GIVEN INFORMATION >>
PR #945, opened 2025-01-13
examples: fix print warning on 32-bit systems

zhangjian3032:
Changed the format specifier in snprintf to use PRIu64 for compatibility with 32-bit systems.


igaw:
This looks indeed a bit funky. Not really sure what the goal is of the function but if wants to use a timestamp as dir name, we should create proper name.

PR #946, opened 2025-01-16
types: Update id-ns fields based on NVMe 2.1 spec

francispravin5:
Add Key Per I/O Status (KPIOS) and Key Per I/O Data Access Alignment and Granularity (KPIODAAG) fields of Identify Namespace Data Structure added in NVM Command Set Specification 1.1.


igaw:
Thanks!

PR #949, opened 2025-01-20
types: Update nvm-id-ns fields based on NVM Command Set Spec 1.1

francispravin5:
Add Key Per I/O Capabilities (KPIOCAP) and Write Zeroes With Deallocate Size Limit (WZDSL) fields of I/O Command Set Specific Identify Controller Data Structure in NVM Command Set Specification 1.1.


igaw:
Thanks!

PR #952, opened 2025-02-05
types,util: Added Enums for missing status codes

arbaz404:
Added enums for missing status codes based on NVM Express Base Specification 2.1.


igaw:
Thanks!

PR #953, opened 2025-02-06
types,util: add Asynchronous Event Configuration NVMe 2.1 definitions

francispravin5:
Add shift and mask for Asynchronous Event Configuration feature fields based on NVM Express Base Specification 2.1.


igaw:
Thanks!

PR #954, opened 2025-02-11
ioctl: fix nvme_get_log_reachability_groups() parameters order

ikegami-t:
Since the len parameter should be moved before the log parameter.


igaw:
Thanks!

PR #955, opened 2025-02-11
types: fix nvme_reachability_association_desc member variable name

ikegami-t:
Since the ngid variable name should be as rgid correctly.


igaw:
Thanks!

PR #956, opened 2025-02-11
fabrics: Use /etc/machine-id as a fallback source for system UUID

tbzatek:
In case when system DMI data are unavailable or bogus, fall back to reading `/etc/machine-id` before resorting to generating a random UUID.

The machine-id file typically contains persistent and unique machine UUID stable for the OS instance.

See https://www.freedesktop.org/software/systemd/man/latest/machine-id.html

Note: while this appears to be part of systemd, the file is present on my OpenRC system, likely created by elogind.

TODO:
- [ ] The specs say the value is confidential and is supposed to be hashed before used publicly. The suggested [sd_id128_get_machine_app_specific(3)](https://www.freedesktop.org/software/systemd/man/latest/sd_id128_get_machine_app_specific.html#) function just performs SHA256 hash with an arbitrary application ID value, however given that openssl use is optional and this should work in a minimal environment, we could perhaps xor the value with some const. Not sure how useful would that be though.

### DIFF
--- a/src/nvme/fabrics.c
+++ b/src/nvme/fabrics.c
@@ -44,6 +44,7 @@
 
 #define NVMF_HOSTNQN_FILE	SYSCONFDIR "/nvme/hostnqn"
 #define NVMF_HOSTID_FILE	SYSCONFDIR "/nvme/hostid"
+#define MACHINE_ID_FILE		SYSCONFDIR "/machine-id"
 
 const char *nvmf_dev = "/dev/nvme-fabrics";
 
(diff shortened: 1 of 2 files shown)


igaw:
libnvme already has a dependency to openssl, so it would be possible to use the sha algo from there, see the `_tls_key` functions. It wouldn't be too hard to get this working if openssl is present.

igaw:
Closing it, no progress. Feel free to reopen when you start to work on it again.

Issue #963, opened 2025-02-27
fallthrough define clash in included headers


tbzatek:
I believe we'll still need #506 due to naming clash in included headers. When `#define fallthrough` gets included through `config.h` (supplied as `-include libnvme/.build/internal/config.h` directly on $CC commandline by `build.ninja`) and something else uses `__attribute__((fallthrough))` in an included header, it will expand to something uncompilable.

```
In file included from /usr/include/python3.14/Python.h:63,
                 from libnvme/nvme_wrap.c:203:
/usr/include/python3.14/pyport.h:629:35: error: missing ')' after "__has_attribute"
  629 | #if _Py__has_attribute(fallthrough)
      |                                   ^
/builddir/build/BUILD/libnvme-1.11-build/libnvme-1.11/redhat-linux-build/internal/config.h:62:35: error: missing binary operator before token "("
   62 | #define fallthrough __attribute__((__fallthrough__))
```

In this case it's the swig-generated `nvme_wrap.c` code that includes `Python.h` that uses the `fallthrough` symbol:
```
#if _Py__has_attribute(fallthrough)
#  define _Py_FALLTHROUGH __attribute__((fallthrough))
#else
#  define _Py_FALLTHROUGH do { } while (0)
#endif
```

Originally reported as https://bugzilla.redhat.com/show_bug.cgi?id=2325194

igaw:
I don't like to introduce a `libnvme_fallthrough`.

The suggestion from the original report ` libnvme should undefine the "fallthrough" macro before including <Python.h>` seems a better workaround.

PR #964, opened 2025-02-27
build: do not include config.h globally

igaw:
The python build breaks because of libnvme and the swig generator define variations of fallthrough. Let's only include the config.h for the libraries.

Fixes: #963


tbzatek:
Ah, thanks!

WORK REQUEST >> The records above must be retyped in full, exactly.

RESULT FOR THIS TASK >>
PR #945, opened 2025-01-13
examples: fix print warning on 32-bit systems

zhangjian3032:
Changed the format specifier in snprintf to use PRIu64 for compatibility with 32-bit systems.


igaw:
This looks indeed a bit funky. Not really sure what the goal is of the function but if wants to use a timestamp as dir name, we should create proper name.

PR #946, opened 2025-01-16
types: Update id-ns fields based on NVMe 2.1 spec

francispravin5:
Add Key Per I/O Status (KPIOS) and Key Per I/O Data Access Alignment and Granularity (KPIODAAG) fields of Identify Namespace Data Structure added in NVM Command Set Specification 1.1.


igaw:
Thanks!

PR #949, opened 2025-01-20
types: Update nvm-id-ns fields based on NVM Command Set Spec 1.1

francispravin5:
Add Key Per I/O Capabilities (KPIOCAP) and Write Zeroes With Deallocate Size Limit (WZDSL) fields of I/O Command Set Specific Identify Controller Data Structure in NVM Command Set Specification 1.1.


igaw:
Thanks!

PR #952, opened 2025-02-05
types,util: Added Enums for missing status codes

arbaz404:
Added enums for missing status codes based on NVM Express Base Specification 2.1.


igaw:
Thanks!

PR #953, opened 2025-02-06
types,util: add Asynchronous Event Configuration NVMe 2.1 definitions

francispravin5:
Add shift and mask for Asynchronous Event Configuration feature fields based on NVM Express Base Specification 2.1.


igaw:
Thanks!

PR #954, opened 2025-02-11
ioctl: fix nvme_get_log_reachability_groups() parameters order

ikegami-t:
Since the len parameter should be moved before the log parameter.


igaw:
Thanks!

PR #955, opened 2025-02-11
types: fix nvme_reachability_association_desc member variable name

ikegami-t:
Since the ngid variable name should be as rgid correctly.


igaw:
Thanks!

PR #956, opened 2025-02-11
fabrics: Use /etc/machine-id as a fallback source for system UUID

tbzatek:
In case when system DMI data are unavailable or bogus, fall back to reading `/etc/machine-id` before resorting to generating a random UUID.

The machine-id file typically contains persistent and unique machine UUID stable for the OS instance.

See https://www.freedesktop.org/software/systemd/man/latest/machine-id.html

Note: while this appears to be part of systemd, the file is present on my OpenRC system, likely created by elogind.

TODO:
- [ ] The specs say the value is confidential and is supposed to be hashed before used publicly. The suggested [sd_id128_get_machine_app_specific(3)](https://www.freedesktop.org/software/systemd/man/latest/sd_id128_get_machine_app_specific.html#) function just performs SHA256 hash with an arbitrary application ID value, however given that openssl use is optional and this should work in a minimal environment, we could perhaps xor the value with some const. Not sure how useful would that be though.

### DIFF
--- a/src/nvme/fabrics.c
+++ b/src/nvme/fabrics.c
@@ -44,6 +44,7 @@
 
 #define NVMF_HOSTNQN_FILE	SYSCONFDIR "/nvme/hostnqn"
 #define NVMF_HOSTID_FILE	SYSCONFDIR "/nvme/hostid"
+#define MACHINE_ID_FILE		SYSCONFDIR "/machine-id"
 
 const char *nvmf_dev = "/dev/nvme-fabrics";
 
(diff shortened: 1 of 2 files shown)


igaw:
libnvme already has a dependency to openssl, so it would be possible to use the sha algo from there, see the `_tls_key` functions. It wouldn't be too hard to get this working if openssl is present.

igaw:
Closing it, no progress. Feel free to reopen when you start to work on it again.

Issue #963, opened 2025-02-27
fallthrough define clash in included headers


tbzatek:
I believe we'll still need #506 due to naming clash in included headers. When `#define fallthrough` gets included through `config.h` (supplied as `-include libnvme/.build/internal/config.h` directly on $CC commandline by `build.ninja`) and something else uses `__attribute__((fallthrough))` in an included header, it will expand to something uncompilable.

```
In file included from /usr/include/python3.14/Python.h:63,
                 from libnvme/nvme_wrap.c:203:
/usr/include/python3.14/pyport.h:629:35: error: missing ')' after "__has_attribute"
  629 | #if _Py__has_attribute(fallthrough)
      |                                   ^
/builddir/build/BUILD/libnvme-1.11-build/libnvme-1.11/redhat-linux-build/internal/config.h:62:35: error: missing binary operator before token "("
   62 | #define fallthrough __attribute__((__fallthrough__))
```

In this case it's the swig-generated `nvme_wrap.c` code that includes `Python.h` that uses the `fallthrough` symbol:
```
#if _Py__has_attribute(fallthrough)
#  define _Py_FALLTHROUGH __attribute__((fallthrough))
#else
#  define _Py_FALLTHROUGH do { } while (0)
#endif
```

Originally reported as https://bugzilla.redhat.com/show_bug.cgi?id=2325194

igaw:
I don't like to introduce a `libnvme_fallthrough`.

The suggestion from the original report ` libnvme should undefine the "fallthrough" macro before including <Python.h>` seems a better workaround.

PR #964, opened 2025-02-27
build: do not include config.h globally

igaw:
The python build breaks because of libnvme and the swig generator define variations of fallthrough. Let's only include the config.h for the libraries.

Fixes: #963


tbzatek:
Ah, thanks!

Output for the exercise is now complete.